START RECORDS FOR PROCESSING

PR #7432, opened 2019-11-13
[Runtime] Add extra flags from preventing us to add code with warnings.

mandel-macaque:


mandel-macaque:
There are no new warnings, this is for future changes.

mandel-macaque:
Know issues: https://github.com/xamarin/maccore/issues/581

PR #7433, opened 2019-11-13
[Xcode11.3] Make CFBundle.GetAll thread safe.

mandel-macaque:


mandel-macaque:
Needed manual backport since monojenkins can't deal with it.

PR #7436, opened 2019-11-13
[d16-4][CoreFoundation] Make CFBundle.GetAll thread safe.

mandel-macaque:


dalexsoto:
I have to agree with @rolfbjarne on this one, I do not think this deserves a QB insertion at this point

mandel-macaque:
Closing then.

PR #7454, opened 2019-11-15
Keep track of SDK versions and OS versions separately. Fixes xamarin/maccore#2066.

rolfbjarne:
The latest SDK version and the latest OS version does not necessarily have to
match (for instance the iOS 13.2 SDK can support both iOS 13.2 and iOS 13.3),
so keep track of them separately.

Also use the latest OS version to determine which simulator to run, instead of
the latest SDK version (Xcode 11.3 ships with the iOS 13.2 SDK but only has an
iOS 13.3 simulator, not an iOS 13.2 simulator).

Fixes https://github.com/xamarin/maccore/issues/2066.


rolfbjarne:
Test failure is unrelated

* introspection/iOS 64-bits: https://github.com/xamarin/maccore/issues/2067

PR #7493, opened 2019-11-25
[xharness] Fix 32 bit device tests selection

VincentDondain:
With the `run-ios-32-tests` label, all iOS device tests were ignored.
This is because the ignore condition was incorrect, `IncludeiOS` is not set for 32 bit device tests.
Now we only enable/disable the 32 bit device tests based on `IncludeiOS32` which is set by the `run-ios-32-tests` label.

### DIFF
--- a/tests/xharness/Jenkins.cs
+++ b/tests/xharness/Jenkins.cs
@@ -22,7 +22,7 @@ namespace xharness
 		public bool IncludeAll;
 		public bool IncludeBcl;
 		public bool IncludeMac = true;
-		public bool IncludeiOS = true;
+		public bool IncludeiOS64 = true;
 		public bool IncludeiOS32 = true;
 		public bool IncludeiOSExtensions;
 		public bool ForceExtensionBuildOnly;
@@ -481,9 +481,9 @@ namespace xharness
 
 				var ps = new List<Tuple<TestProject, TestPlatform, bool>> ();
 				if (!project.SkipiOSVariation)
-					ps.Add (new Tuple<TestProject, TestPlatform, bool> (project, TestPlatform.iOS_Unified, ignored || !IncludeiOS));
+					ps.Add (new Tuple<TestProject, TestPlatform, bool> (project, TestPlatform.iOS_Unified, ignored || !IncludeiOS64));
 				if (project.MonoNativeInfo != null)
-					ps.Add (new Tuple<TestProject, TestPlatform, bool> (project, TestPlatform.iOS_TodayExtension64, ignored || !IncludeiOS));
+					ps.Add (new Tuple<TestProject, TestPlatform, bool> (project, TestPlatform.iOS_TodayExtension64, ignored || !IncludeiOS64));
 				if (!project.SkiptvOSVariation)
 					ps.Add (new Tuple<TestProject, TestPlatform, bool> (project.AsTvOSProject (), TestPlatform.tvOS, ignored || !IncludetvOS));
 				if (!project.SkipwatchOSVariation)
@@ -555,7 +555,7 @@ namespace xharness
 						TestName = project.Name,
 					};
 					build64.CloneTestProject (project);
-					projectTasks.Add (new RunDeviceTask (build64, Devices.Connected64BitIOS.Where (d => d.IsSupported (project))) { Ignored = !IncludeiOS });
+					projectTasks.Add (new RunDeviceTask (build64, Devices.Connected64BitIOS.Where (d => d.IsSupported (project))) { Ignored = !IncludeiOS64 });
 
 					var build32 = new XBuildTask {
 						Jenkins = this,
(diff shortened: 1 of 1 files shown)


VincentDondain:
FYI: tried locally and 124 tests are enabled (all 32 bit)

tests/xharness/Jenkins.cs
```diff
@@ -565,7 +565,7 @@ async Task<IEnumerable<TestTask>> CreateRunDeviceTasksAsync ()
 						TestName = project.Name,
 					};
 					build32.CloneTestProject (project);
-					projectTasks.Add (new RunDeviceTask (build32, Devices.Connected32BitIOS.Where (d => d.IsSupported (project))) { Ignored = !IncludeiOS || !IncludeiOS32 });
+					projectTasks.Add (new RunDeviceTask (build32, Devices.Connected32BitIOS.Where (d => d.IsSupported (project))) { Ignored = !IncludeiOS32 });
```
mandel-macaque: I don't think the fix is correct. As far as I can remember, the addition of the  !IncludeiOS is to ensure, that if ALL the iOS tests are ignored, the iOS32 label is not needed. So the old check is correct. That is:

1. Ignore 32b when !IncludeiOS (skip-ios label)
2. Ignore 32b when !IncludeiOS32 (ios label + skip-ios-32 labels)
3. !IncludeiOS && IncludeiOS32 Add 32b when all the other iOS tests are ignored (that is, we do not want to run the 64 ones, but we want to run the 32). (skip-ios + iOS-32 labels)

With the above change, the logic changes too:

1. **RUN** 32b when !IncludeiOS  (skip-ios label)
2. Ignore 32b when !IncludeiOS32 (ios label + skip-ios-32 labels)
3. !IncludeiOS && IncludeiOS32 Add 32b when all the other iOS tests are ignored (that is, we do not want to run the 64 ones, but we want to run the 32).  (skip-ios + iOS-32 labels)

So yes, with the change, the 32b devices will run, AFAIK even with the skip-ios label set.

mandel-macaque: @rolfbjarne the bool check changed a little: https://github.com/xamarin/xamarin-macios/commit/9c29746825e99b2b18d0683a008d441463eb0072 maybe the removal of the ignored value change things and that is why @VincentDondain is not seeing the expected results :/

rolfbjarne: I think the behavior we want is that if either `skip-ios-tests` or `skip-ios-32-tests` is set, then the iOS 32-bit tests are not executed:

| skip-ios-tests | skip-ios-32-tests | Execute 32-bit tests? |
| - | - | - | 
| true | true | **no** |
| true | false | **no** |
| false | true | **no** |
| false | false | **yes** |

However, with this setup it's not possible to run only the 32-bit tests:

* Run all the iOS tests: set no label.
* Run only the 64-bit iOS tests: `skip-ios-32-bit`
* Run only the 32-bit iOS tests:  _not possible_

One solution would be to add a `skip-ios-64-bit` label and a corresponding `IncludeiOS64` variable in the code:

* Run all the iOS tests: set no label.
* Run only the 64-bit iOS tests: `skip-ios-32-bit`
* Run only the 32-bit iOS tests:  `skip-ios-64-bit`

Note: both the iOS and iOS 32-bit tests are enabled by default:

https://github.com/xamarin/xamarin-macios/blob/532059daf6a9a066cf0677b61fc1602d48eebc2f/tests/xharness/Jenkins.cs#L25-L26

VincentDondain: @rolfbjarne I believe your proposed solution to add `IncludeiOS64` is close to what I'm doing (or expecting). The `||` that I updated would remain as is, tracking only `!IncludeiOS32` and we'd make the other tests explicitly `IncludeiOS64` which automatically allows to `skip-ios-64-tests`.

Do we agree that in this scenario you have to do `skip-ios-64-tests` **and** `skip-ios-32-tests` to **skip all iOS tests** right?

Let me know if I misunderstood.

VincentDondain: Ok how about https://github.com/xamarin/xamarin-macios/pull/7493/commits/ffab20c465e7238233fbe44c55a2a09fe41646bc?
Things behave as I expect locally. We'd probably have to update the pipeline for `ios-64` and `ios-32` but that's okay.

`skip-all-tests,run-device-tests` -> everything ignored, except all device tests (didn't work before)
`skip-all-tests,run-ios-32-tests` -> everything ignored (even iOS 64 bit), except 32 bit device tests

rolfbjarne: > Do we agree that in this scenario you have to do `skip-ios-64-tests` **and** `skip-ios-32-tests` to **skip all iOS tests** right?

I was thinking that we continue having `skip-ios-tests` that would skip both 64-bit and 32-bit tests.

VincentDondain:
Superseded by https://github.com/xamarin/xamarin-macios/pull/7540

END RECORDS FOR PROCESSING

## WHAT THE TASK ASKS
Copy every entry exactly. Leave nothing out.

## ANSWER TO THE EXERCISE
PR #7432, opened 2019-11-13
[Runtime] Add extra flags from preventing us to add code with warnings.

mandel-macaque:


mandel-macaque:
There are no new warnings, this is for future changes.

mandel-macaque:
Know issues: https://github.com/xamarin/maccore/issues/581

PR #7433, opened 2019-11-13
[Xcode11.3] Make CFBundle.GetAll thread safe.

mandel-macaque:


mandel-macaque:
Needed manual backport since monojenkins can't deal with it.

PR #7436, opened 2019-11-13
[d16-4][CoreFoundation] Make CFBundle.GetAll thread safe.

mandel-macaque:


dalexsoto:
I have to agree with @rolfbjarne on this one, I do not think this deserves a QB insertion at this point

mandel-macaque:
Closing then.

PR #7454, opened 2019-11-15
Keep track of SDK versions and OS versions separately. Fixes xamarin/maccore#2066.

rolfbjarne:
The latest SDK version and the latest OS version does not necessarily have to
match (for instance the iOS 13.2 SDK can support both iOS 13.2 and iOS 13.3),
so keep track of them separately.

Also use the latest OS version to determine which simulator to run, instead of
the latest SDK version (Xcode 11.3 ships with the iOS 13.2 SDK but only has an
iOS 13.3 simulator, not an iOS 13.2 simulator).

Fixes https://github.com/xamarin/maccore/issues/2066.


rolfbjarne:
Test failure is unrelated

* introspection/iOS 64-bits: https://github.com/xamarin/maccore/issues/2067

PR #7493, opened 2019-11-25
[xharness] Fix 32 bit device tests selection

VincentDondain:
With the `run-ios-32-tests` label, all iOS device tests were ignored.
This is because the ignore condition was incorrect, `IncludeiOS` is not set for 32 bit device tests.
Now we only enable/disable the 32 bit device tests based on `IncludeiOS32` which is set by the `run-ios-32-tests` label.

### DIFF
--- a/tests/xharness/Jenkins.cs
+++ b/tests/xharness/Jenkins.cs
@@ -22,7 +22,7 @@ namespace xharness
 		public bool IncludeAll;
 		public bool IncludeBcl;
 		public bool IncludeMac = true;
-		public bool IncludeiOS = true;
+		public bool IncludeiOS64 = true;
 		public bool IncludeiOS32 = true;
 		public bool IncludeiOSExtensions;
 		public bool ForceExtensionBuildOnly;
@@ -481,9 +481,9 @@ namespace xharness
 
 				var ps = new List<Tuple<TestProject, TestPlatform, bool>> ();
 				if (!project.SkipiOSVariation)
-					ps.Add (new Tuple<TestProject, TestPlatform, bool> (project, TestPlatform.iOS_Unified, ignored || !IncludeiOS));
+					ps.Add (new Tuple<TestProject, TestPlatform, bool> (project, TestPlatform.iOS_Unified, ignored || !IncludeiOS64));
 				if (project.MonoNativeInfo != null)
-					ps.Add (new Tuple<TestProject, TestPlatform, bool> (project, TestPlatform.iOS_TodayExtension64, ignored || !IncludeiOS));
+					ps.Add (new Tuple<TestProject, TestPlatform, bool> (project, TestPlatform.iOS_TodayExtension64, ignored || !IncludeiOS64));
 				if (!project.SkiptvOSVariation)
 					ps.Add (new Tuple<TestProject, TestPlatform, bool> (project.AsTvOSProject (), TestPlatform.tvOS, ignored || !IncludetvOS));
 				if (!project.SkipwatchOSVariation)
@@ -555,7 +555,7 @@ namespace xharness
 						TestName = project.Name,
 					};
 					build64.CloneTestProject (project);
-					projectTasks.Add (new RunDeviceTask (build64, Devices.Connected64BitIOS.Where (d => d.IsSupported (project))) { Ignored = !IncludeiOS });
+					projectTasks.Add (new RunDeviceTask (build64, Devices.Connected64BitIOS.Where (d => d.IsSupported (project))) { Ignored = !IncludeiOS64 });
 
 					var build32 = new XBuildTask {
 						Jenkins = this,
(diff shortened: 1 of 1 files shown)


VincentDondain:
FYI: tried locally and 124 tests are enabled (all 32 bit)

tests/xharness/Jenkins.cs
```diff
@@ -565,7 +565,7 @@ async Task<IEnumerable<TestTask>> CreateRunDeviceTasksAsync ()
 						TestName = project.Name,
 					};
 					build32.CloneTestProject (project);
-					projectTasks.Add (new RunDeviceTask (build32, Devices.Connected32BitIOS.Where (d => d.IsSupported (project))) { Ignored = !IncludeiOS || !IncludeiOS32 });
+					projectTasks.Add (new RunDeviceTask (build32, Devices.Connected32BitIOS.Where (d => d.IsSupported (project))) { Ignored = !IncludeiOS32 });
```
mandel-macaque: I don't think the fix is correct. As far as I can remember, the addition of the  !IncludeiOS is to ensure, that if ALL the iOS tests are ignored, the iOS32 label is not needed. So the old check is correct. That is:

1. Ignore 32b when !IncludeiOS (skip-ios label)
2. Ignore 32b when !IncludeiOS32 (ios label + skip-ios-32 labels)
3. !IncludeiOS && IncludeiOS32 Add 32b when all the other iOS tests are ignored (that is, we do not want to run the 64 ones, but we want to run the 32). (skip-ios + iOS-32 labels)

With the above change, the logic changes too:

1. **RUN** 32b when !IncludeiOS  (skip-ios label)
2. Ignore 32b when !IncludeiOS32 (ios label + skip-ios-32 labels)
3. !IncludeiOS && IncludeiOS32 Add 32b when all the other iOS tests are ignored (that is, we do not want to run the 64 ones, but we want to run the 32).  (skip-ios + iOS-32 labels)

So yes, with the change, the 32b devices will run, AFAIK even with the skip-ios label set.

mandel-macaque: @rolfbjarne the bool check changed a little: https://github.com/xamarin/xamarin-macios/commit/9c29746825e99b2b18d0683a008d441463eb0072 maybe the removal of the ignored value change things and that is why @VincentDondain is not seeing the expected results :/

rolfbjarne: I think the behavior we want is that if either `skip-ios-tests` or `skip-ios-32-tests` is set, then the iOS 32-bit tests are not executed:

| skip-ios-tests | skip-ios-32-tests | Execute 32-bit tests? |
| - | - | - | 
| true | true | **no** |
| true | false | **no** |
| false | true | **no** |
| false | false | **yes** |

However, with this setup it's not possible to run only the 32-bit tests:

* Run all the iOS tests: set no label.
* Run only the 64-bit iOS tests: `skip-ios-32-bit`
* Run only the 32-bit iOS tests:  _not possible_

One solution would be to add a `skip-ios-64-bit` label and a corresponding `IncludeiOS64` variable in the code:

* Run all the iOS tests: set no label.
* Run only the 64-bit iOS tests: `skip-ios-32-bit`
* Run only the 32-bit iOS tests:  `skip-ios-64-bit`

Note: both the iOS and iOS 32-bit tests are enabled by default:

https://github.com/xamarin/xamarin-macios/blob/532059daf6a9a066cf0677b61fc1602d48eebc2f/tests/xharness/Jenkins.cs#L25-L26

VincentDondain: @rolfbjarne I believe your proposed solution to add `IncludeiOS64` is close to what I'm doing (or expecting). The `||` that I updated would remain as is, tracking only `!IncludeiOS32` and we'd make the other tests explicitly `IncludeiOS64` which automatically allows to `skip-ios-64-tests`.

Do we agree that in this scenario you have to do `skip-ios-64-tests` **and** `skip-ios-32-tests` to **skip all iOS tests** right?

Let me know if I misunderstood.

VincentDondain: Ok how about https://github.com/xamarin/xamarin-macios/pull/7493/commits/ffab20c465e7238233fbe44c55a2a09fe41646bc?
Things behave as I expect locally. We'd probably have to update the pipeline for `ios-64` and `ios-32` but that's okay.

`skip-all-tests,run-device-tests` -> everything ignored, except all device tests (didn't work before)
`skip-all-tests,run-ios-32-tests` -> everything ignored (even iOS 64 bit), except 32 bit device tests

rolfbjarne: > Do we agree that in this scenario you have to do `skip-ios-64-tests` **and** `skip-ios-32-tests` to **skip all iOS tests** right?

I was thinking that we continue having `skip-ios-tests` that would skip both 64-bit and 32-bit tests.

VincentDondain:
Superseded by https://github.com/xamarin/xamarin-macios/pull/7540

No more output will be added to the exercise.